§ **Action item**
Lines from the line with "test: function (actual)" to the line with "assert.same(this.expectation.withArgs(1), this.expectation);" in the entries below, and only those, must be output exactly, with both ends included.

+ + + +

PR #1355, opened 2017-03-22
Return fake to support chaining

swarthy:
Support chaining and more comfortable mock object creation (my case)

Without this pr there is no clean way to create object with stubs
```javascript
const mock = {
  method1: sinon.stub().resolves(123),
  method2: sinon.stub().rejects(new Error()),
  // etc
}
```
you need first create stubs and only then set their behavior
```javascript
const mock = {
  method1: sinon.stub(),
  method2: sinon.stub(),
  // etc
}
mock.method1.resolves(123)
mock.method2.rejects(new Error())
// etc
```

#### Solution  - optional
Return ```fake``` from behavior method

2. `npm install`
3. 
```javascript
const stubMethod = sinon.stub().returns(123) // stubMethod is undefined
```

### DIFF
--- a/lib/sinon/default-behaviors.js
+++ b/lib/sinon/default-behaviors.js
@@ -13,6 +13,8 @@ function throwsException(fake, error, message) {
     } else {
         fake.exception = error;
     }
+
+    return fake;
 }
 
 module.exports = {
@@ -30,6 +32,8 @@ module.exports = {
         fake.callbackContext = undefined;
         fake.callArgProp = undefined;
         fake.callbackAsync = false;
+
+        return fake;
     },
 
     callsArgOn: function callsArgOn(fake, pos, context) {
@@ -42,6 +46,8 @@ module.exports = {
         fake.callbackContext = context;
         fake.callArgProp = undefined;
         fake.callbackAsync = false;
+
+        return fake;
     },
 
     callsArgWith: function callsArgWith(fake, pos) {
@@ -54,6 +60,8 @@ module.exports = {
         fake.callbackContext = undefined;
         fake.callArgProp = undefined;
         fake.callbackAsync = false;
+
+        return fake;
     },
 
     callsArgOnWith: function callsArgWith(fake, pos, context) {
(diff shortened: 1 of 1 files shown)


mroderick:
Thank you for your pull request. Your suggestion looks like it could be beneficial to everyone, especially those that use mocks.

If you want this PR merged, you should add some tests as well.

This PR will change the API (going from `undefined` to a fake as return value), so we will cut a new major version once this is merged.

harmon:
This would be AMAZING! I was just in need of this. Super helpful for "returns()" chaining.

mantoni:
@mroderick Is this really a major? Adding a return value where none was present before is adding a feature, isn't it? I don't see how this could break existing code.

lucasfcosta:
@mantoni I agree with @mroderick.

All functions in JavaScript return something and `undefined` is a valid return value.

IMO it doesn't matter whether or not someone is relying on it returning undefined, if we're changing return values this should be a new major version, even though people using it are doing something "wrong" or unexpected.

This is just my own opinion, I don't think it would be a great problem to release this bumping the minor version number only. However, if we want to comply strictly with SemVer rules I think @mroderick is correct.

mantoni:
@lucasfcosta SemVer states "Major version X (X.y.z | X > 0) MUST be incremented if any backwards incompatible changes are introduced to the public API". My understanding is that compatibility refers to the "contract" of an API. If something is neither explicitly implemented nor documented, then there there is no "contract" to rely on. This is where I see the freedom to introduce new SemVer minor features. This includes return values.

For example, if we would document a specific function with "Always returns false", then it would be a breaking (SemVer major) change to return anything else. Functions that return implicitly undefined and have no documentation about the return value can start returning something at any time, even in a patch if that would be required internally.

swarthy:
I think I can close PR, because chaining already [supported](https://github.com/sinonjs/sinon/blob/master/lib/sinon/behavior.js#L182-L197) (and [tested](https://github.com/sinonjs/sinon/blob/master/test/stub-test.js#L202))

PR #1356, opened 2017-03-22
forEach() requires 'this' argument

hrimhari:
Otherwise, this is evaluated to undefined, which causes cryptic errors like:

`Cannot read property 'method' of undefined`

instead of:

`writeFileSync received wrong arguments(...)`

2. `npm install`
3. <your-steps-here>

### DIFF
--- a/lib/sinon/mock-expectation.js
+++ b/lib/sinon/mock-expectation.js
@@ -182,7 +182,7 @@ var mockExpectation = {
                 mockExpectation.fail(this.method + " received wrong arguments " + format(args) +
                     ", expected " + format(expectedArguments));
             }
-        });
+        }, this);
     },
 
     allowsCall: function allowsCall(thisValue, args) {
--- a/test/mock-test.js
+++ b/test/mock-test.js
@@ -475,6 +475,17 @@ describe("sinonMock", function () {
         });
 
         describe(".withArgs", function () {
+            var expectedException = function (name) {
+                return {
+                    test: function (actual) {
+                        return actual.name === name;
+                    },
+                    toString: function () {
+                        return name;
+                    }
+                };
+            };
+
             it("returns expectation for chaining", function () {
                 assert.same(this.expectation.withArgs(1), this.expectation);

+ + + +

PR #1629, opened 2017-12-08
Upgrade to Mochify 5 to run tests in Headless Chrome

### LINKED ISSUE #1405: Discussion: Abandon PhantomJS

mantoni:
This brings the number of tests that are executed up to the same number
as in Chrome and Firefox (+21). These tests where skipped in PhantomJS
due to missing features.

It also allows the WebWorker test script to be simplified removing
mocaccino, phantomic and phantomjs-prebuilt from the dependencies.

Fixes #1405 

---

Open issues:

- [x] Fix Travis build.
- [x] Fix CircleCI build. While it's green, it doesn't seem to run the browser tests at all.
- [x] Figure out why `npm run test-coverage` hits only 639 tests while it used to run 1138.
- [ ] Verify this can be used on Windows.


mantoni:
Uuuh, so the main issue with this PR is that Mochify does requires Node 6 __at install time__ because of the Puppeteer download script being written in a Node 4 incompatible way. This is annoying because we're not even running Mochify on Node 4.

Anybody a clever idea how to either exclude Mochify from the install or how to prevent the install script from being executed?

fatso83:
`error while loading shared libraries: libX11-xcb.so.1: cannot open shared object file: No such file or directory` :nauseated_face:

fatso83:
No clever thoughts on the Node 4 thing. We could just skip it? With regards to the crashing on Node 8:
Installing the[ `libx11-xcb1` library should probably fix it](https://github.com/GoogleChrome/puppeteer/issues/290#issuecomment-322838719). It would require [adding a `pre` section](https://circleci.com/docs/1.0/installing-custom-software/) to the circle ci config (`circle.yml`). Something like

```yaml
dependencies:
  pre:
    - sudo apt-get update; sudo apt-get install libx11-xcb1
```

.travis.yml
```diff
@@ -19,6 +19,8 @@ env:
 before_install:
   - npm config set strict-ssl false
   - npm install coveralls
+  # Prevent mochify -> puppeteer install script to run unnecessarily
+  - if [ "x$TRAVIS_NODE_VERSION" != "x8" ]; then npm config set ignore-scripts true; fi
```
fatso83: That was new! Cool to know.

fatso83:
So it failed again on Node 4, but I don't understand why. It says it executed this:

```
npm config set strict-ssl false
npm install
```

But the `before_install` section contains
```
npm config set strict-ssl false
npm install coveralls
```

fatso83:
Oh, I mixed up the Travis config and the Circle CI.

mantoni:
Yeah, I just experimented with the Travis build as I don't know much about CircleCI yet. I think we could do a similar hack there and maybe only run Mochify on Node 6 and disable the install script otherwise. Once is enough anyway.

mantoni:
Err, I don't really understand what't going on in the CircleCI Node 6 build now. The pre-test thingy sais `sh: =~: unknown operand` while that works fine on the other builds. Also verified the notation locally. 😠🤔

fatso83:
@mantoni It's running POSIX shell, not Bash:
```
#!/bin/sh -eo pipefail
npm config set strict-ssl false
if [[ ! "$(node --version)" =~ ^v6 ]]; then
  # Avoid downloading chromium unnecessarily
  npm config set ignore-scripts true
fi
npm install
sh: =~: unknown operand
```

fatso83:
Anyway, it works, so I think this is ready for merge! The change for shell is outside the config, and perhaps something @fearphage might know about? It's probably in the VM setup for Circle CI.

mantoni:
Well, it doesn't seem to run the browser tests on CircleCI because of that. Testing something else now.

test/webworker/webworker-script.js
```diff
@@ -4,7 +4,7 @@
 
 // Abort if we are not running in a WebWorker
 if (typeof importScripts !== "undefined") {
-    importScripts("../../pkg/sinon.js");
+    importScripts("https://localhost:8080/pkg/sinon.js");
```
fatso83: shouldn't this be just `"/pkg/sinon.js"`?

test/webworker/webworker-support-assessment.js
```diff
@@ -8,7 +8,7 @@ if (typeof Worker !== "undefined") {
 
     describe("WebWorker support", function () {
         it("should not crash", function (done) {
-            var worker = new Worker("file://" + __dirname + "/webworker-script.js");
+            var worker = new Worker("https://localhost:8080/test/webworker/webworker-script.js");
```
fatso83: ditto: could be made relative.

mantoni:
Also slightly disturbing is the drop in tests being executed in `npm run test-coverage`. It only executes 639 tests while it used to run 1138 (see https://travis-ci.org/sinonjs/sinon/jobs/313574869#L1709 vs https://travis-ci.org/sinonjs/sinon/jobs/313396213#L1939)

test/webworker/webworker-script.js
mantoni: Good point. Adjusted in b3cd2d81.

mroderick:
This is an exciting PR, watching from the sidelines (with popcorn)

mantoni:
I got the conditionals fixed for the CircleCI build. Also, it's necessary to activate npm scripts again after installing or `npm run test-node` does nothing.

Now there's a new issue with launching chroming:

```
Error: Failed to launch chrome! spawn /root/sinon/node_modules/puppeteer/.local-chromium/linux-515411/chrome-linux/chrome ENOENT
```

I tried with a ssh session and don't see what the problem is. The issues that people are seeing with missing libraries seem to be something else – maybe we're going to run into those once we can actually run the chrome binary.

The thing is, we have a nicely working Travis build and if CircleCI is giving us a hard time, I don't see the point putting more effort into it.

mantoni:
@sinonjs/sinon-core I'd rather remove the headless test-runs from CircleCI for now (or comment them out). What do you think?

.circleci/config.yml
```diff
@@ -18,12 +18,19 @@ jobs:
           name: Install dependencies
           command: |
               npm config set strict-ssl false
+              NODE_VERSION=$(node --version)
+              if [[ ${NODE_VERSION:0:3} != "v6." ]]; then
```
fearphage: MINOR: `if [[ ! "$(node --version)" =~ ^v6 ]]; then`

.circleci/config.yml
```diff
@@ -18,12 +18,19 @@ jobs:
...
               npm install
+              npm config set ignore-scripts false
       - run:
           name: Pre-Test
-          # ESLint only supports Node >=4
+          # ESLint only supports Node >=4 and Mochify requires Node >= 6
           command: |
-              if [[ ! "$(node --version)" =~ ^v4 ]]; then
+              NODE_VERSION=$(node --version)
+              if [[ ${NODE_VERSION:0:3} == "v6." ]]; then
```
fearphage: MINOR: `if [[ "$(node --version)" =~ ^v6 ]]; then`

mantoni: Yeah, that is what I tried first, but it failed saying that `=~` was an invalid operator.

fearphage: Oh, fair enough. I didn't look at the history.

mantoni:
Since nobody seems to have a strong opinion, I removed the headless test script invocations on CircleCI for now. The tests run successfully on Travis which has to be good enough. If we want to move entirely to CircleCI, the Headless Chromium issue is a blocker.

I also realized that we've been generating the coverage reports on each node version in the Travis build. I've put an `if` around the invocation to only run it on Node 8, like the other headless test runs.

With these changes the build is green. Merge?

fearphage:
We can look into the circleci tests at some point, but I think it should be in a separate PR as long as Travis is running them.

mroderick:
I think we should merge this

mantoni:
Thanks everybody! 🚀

+ + + +

§ **Response to the exercise**
+                    test: function (actual) {
+                        return actual.name === name;
+                    },
+                    toString: function () {
+                        return name;
+                    }
+                };
+            };
+
             it("returns expectation for chaining", function () {
                 assert.same(this.expectation.withArgs(1), this.expectation);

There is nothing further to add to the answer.